Techniques/equipment that we use

Our lab is driven by questions about the neural systems that we study. We use techniques to answer these questions and import new ones (or collaborate) as needed. Having said that, many incoming students/postdocs want to know what we routinely do and what we have. Below are some techniques you can expect to use and learn as a member of our team.

High-throughput electrophysiology

Our lab is equipped with two Maxwell MaxOne multielectrode arrays (https://www.mxwbio.com/) that enable extracecullar recordings of retinas and brain slices. These arrays have ~26’400 electrodes and can be configured to simultaneously record action potentials from 1000 neurons. We currently use these to probe spontaneous activity in developing circuits and light-mediated responses in adult retinas.

Action potentials recorded from multiple retinal ganglion cells from a single electrode (out of ~1000).

Raster plot of neural activity from individual neurons (y axis) over time (x-axis). Each dot is an action potential. The big streaks are travelling retinal waves.

Two-photon Calcium imaging

Our lab is equipped with a Sutter Moveable Objective Microscope that is capable of fast volumetric imaging.

Imaging calcium signals in retinal ganglion cell as they respond to retinal waves and visual stimuli (denoted by white bar at top right)

Anatomical techniques and (more) microscopy

We use a variety of anatomical techniques to understand the organization of the nervous system.

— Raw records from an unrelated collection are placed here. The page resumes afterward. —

PR #1942, opened 2017-03-14
Static analyzer issue fixes

spbnick:
This is a bunch of fixes for some new issues found by Coverity and Clang in v3.0.13, compared to v3.0.4.

Please feel free to pick and choose as you see fit.

### DIFF
--- a/src/main/evaluate.c
+++ b/src/main/evaluate.c
@@ -363,8 +363,6 @@ static size_t regex_escape(UNUSED REQUEST *request, char *out, size_t outlen, ch
 		case '[':	/* we don't list close braces */
 		case '{':
 		case '(':
-			if (outlen < 3) goto done;
-
 			*(p++) = '\\';
 			outlen--;
 			/* FALL-THROUGH */
@@ -376,7 +374,6 @@ static size_t regex_escape(UNUSED REQUEST *request, char *out, size_t outlen, ch
 		}
 	}
 
-done:
 	*(p++) = '\0';
 	return p - out;
 }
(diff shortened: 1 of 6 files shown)


src/main/evaluate.c
```diff
@@ -167,6 +167,10 @@ static int cond_do_regex(REQUEST *request, fr_cond_t const *c,
 	rad_assert(lhs_type == PW_TYPE_STRING);
 	rad_assert(lhs != NULL);
 
+	if (lhs_type != PW_TYPE_STRING || lhs == NULL) {
+		return -1;
+	}
+
```
alandekok: The assertions a few lines up should also check for this.  Either Coverity is missing the assertions, OR we should have only one check.  i.e. there's not much point in having assertions *and* run-time checks.

alandekok:
I'll push some simpler changes, and then manually pull over some of the patches.  I would rather not have 3-4 patches that all touch the same code, and I'd rather not have both asserts and run-time checks.

spbnick:
Thanks, Alan. Yeah, we run Coverity and clang-scan on non-debug build, because that's what we package, so assertions are ignored by Coverity.

spbnick:
Alan, are you done with these? Asking because I'd like to make sure I picked and backported all the fixes you took from here.

alandekok:
I've pushed a bunch of fixes over.  I'll be doing the rest in a few days

nwkrad:

nwkrad:

arr2036:
@alandekok did you merge all the fixes, can this be closed?

alandekok:
There are some fixes remaining, but I don't recall which ones.  I'll find time to look at it again.

alandekok:
These have all been merged.

spbnick:
Thanks, Alan!

PR #1945, opened 2017-03-18
Ignore non http version headers in init state

kck325:
Version: FreeRadius 3.0.x
Issue: Some servers return server name and date headers along with http version header. It is throwing out freeradius rest server. While in init state, ignore other headers.

### DIFF
--- a/src/modules/rlm_rest/rest.c
+++ b/src/modules/rlm_rest/rest.c
@@ -1556,6 +1556,12 @@ static size_t rest_response_header(void *in, size_t size, size_t nmemb, void *us
 	case WRITE_STATE_INIT:
 		RDEBUG2("Processing response header");
 
+		/**
+		* Ignore other headers since we are looking for only http version header
+		* in this state.
+		*/
+		if (strncasecmp("HTTP", p, 4) != 0) return t;
+
 		/*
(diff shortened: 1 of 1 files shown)


arr2036:
Hm, weird.  Are they allowed to do that? :)

kck325:
yeah rfc says so.

https://www.w3.org/Protocols/rfc2616/rfc2616-sec6.html#sec6.2

nwkrad:

nwkrad:

arr2036:
You've not really cited anything that supports your claims.  

The format of the response is:
```text
After receiving and interpreting a request message, a server responds with an HTTP response message.

       Response      = Status-Line               ; Section 6.1
                       *(( general-header        ; Section 4.5
                        | response-header        ; Section 6.2
                        | entity-header ) CRLF)  ; Section 7.1
                       CRLF
                       [ message-body ]          ; Section 7.2
```

The status line is:

```text
Status-Line = HTTP-Version SP Status-Code SP Reason-Phrase CRLF
```

So the first component of any HTTP response should be the status line.  If your server is responding without the Status line, your server is not in compliance with RFC2616 and is unsupported.

PR #2795, opened 2019-07-19
Fix the %{explode:&ref <delim>} xlat function

jpereira:
As the documentation says `%{explode:&ref <delim>}`, let's inform
the user that the delim should be a single char

### DIFF
--- a/src/lib/server/xlat_func.c
+++ b/src/lib/server/xlat_func.c
@@ -1709,7 +1709,7 @@ static ssize_t xlat_func_explode(TALLOC_CTX *ctx, char **out, size_t outlen,
 		return -1;
 	}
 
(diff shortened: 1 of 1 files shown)


src/lib/server/xlat_func.c
```diff
@@ -1711,6 +1711,8 @@ static ssize_t xlat_func_explode(TALLOC_CTX *ctx, char **out, size_t outlen,
 
 	if (*p == '\0') goto arg_error;
 
+	if (strlen(p) > 1) goto arg_error;
```
alandekok: perhaps `if (p[1]) goto arg_error`.  You don't care about the length of the string.  You care that there's *anything* after the first character.

jpereira: done

PR #2797, opened 2019-07-20
tmpl: Fix the CHECK_ZEROED() check

jpereira:


jpereira:
It will fix the `master` build related to that error https://travis-ci.org/FreeRADIUS/freeradius-server/builds/561263188?utm_source=github_status&utm_medium=notification

PR #2802, opened 2019-07-23
Doc updates

jpereira:


raddb/mods-available/always
```diff
@@ -10,8 +10,6 @@
 #
 #  The `always` module simply returns the same result, always, without
 #  doing anything else.  It is here for use in complex policies.
-#
-
```
alandekok: I really don't like deleting these trailing comments.  The example configs use this a *lot*

raddb/mods-available/dhcpv4
```diff
@@ -28,7 +28,7 @@
 #
 
 #
-#  # Default instance
+#  ## Default instance
```
alandekok: We should decide if it's `==` or `##`, and use one version everywhere.

raddb/mods-available/rest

Example techniques include immunohistochemistry and neuron tract tracing. Tissue is typically imaged on our own Zeiss Axio Imaging M2 microscope equipped with Apotome deconvolution technology or on one of the many core microscopes available to our lab (e.g.: confocal, fast tile scanner, light-sheet microscope).

Immunostaining

Cross section of a retina stained for ChAT (cholinergic neurons, green) and HR1 (histamine receptors, magenta) using IHC.

eye specific segregation

Neuron tract tracing Axon terminals from the right (green) and left (magenta) eyes in the visual thalamus, labelled with anterograde tracers.

Computational techniques

While we are mostly a wet lab, the data we collect is high-throughput and requires computer programming to analyze. We use MATLAB to design analysis pipelines that allow us to manage datasets and ask any questions we want from it. New students without programming experience should not be intimidated by this. I teach the Programming for Biologists course at Vanderbilt and members of the Tiriac lab often join without programming experience and quickly pick up on it. In fact, I believe this is a skill you might want to learn in today’s modern scientific environment - experience in my lab will teach it to you.